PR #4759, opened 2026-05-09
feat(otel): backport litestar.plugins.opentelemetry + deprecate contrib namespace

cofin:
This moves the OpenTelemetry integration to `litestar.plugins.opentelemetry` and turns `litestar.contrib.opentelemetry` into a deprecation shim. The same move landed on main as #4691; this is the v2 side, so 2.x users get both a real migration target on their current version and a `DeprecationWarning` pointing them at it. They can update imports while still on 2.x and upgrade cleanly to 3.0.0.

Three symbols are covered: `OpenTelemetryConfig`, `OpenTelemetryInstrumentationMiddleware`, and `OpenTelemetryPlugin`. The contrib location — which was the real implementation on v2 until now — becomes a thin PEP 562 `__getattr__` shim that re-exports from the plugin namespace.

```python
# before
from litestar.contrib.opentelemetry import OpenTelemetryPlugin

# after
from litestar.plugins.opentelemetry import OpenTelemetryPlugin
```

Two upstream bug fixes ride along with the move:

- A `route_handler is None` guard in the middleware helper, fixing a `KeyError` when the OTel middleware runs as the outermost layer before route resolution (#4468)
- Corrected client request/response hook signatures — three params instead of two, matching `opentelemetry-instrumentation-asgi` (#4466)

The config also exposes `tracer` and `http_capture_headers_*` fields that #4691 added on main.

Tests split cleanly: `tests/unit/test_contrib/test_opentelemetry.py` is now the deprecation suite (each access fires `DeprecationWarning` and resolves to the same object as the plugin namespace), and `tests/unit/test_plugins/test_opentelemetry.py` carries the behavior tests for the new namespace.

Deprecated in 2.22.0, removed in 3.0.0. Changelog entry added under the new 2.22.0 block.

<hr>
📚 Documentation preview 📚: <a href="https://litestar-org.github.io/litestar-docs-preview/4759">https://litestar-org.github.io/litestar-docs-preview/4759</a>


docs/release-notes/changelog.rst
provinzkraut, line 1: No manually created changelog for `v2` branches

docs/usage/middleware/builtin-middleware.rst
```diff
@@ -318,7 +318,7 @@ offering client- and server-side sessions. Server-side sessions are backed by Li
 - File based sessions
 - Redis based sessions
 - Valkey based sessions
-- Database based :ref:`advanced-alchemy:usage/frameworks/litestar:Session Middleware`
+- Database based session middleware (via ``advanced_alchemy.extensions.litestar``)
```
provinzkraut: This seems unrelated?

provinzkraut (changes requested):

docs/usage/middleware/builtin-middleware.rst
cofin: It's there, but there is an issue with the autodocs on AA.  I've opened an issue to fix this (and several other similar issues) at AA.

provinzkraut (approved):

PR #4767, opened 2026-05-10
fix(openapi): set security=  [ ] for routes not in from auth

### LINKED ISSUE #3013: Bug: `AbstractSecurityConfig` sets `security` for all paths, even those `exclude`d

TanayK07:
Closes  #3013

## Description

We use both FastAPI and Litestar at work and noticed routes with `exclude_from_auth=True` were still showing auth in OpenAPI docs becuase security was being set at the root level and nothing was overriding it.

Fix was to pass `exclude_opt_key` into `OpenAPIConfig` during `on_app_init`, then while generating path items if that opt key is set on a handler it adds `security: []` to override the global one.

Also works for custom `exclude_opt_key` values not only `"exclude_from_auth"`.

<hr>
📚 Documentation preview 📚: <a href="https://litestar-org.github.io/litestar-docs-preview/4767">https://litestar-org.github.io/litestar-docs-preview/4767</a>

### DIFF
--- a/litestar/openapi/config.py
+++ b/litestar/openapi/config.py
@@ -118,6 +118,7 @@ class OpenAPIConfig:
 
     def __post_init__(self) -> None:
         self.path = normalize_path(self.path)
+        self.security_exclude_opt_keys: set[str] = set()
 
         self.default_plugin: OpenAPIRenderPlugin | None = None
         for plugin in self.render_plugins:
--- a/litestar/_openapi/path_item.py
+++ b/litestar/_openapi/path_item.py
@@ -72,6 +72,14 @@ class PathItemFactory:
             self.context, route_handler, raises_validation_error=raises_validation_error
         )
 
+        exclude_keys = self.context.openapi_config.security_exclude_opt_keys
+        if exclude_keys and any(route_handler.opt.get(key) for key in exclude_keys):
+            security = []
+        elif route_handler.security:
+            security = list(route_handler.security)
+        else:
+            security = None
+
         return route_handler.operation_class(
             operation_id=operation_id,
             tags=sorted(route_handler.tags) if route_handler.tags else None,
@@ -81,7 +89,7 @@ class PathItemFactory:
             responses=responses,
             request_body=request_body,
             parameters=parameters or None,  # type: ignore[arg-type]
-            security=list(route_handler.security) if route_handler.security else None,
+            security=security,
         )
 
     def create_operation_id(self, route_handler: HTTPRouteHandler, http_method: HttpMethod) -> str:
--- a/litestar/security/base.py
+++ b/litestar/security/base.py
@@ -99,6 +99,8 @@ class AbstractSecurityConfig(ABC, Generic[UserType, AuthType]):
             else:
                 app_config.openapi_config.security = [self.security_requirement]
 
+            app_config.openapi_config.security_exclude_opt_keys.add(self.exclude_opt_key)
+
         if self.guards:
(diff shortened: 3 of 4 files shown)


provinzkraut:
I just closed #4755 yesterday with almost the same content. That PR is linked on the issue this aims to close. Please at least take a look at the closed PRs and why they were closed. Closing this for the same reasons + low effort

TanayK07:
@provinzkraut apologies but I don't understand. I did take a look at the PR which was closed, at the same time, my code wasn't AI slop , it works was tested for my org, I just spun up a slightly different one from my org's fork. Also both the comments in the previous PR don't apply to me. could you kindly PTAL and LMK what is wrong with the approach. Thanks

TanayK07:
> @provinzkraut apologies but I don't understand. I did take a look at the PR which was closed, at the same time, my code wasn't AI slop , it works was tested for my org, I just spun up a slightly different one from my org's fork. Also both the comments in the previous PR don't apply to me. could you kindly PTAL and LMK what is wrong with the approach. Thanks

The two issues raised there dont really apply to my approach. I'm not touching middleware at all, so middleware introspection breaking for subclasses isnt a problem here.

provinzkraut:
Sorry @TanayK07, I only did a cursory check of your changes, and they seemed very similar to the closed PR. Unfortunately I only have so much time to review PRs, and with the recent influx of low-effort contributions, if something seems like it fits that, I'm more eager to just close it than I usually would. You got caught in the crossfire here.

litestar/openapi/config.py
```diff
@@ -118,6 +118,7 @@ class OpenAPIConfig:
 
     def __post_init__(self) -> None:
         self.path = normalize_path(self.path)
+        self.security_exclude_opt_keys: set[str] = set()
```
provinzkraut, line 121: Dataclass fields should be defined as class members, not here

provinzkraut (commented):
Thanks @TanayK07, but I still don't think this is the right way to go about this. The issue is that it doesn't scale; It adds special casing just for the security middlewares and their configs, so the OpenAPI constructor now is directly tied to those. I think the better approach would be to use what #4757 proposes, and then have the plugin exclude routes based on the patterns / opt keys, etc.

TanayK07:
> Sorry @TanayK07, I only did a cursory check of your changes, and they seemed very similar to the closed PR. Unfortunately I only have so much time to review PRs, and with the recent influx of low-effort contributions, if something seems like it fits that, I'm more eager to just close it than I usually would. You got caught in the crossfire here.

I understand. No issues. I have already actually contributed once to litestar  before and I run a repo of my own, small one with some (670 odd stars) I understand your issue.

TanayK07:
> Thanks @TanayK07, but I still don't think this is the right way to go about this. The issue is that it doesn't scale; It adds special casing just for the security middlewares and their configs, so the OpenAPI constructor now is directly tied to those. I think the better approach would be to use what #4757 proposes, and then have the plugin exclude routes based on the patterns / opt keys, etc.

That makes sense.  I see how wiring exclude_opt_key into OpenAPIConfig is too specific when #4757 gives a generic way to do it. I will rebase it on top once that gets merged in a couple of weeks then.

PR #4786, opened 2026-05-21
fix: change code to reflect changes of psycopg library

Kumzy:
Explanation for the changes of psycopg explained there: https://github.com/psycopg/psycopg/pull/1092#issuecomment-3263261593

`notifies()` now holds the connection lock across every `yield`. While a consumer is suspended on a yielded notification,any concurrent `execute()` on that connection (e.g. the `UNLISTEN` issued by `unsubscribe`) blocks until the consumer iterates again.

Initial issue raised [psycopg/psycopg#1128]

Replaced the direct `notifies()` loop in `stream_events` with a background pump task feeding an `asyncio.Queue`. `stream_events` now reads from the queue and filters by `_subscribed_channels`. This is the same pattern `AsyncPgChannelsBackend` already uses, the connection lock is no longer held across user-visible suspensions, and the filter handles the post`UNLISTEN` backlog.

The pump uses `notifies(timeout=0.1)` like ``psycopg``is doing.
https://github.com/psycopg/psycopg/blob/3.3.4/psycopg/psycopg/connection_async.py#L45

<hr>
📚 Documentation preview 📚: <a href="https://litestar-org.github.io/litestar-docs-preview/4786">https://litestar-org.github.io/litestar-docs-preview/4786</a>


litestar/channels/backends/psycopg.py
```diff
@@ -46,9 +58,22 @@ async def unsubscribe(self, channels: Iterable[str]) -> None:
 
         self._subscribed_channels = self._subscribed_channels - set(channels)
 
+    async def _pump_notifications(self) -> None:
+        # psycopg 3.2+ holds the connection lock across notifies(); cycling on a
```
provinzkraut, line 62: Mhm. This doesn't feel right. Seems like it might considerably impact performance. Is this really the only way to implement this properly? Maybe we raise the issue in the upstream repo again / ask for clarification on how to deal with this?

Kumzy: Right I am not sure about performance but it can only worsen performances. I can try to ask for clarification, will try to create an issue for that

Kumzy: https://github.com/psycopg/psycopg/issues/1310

● What the task requires:
Read the listing above, then copy every line that includes the string "across".

● Answer section:
`notifies()` now holds the connection lock across every `yield`. While a consumer is suspended on a yielded notification,any concurrent `execute()` on that connection (e.g. the `UNLISTEN` issued by `unsubscribe`) blocks until the consumer iterates again.
Replaced the direct `notifies()` loop in `stream_events` with a background pump task feeding an `asyncio.Queue`. `stream_events` now reads from the queue and filters by `_subscribed_channels`. This is the same pattern `AsyncPgChannelsBackend` already uses, the connection lock is no longer held across user-visible suspensions, and the filter handles the post`UNLISTEN` backlog.
+        # psycopg 3.2+ holds the connection lock across notifies(); cycling on a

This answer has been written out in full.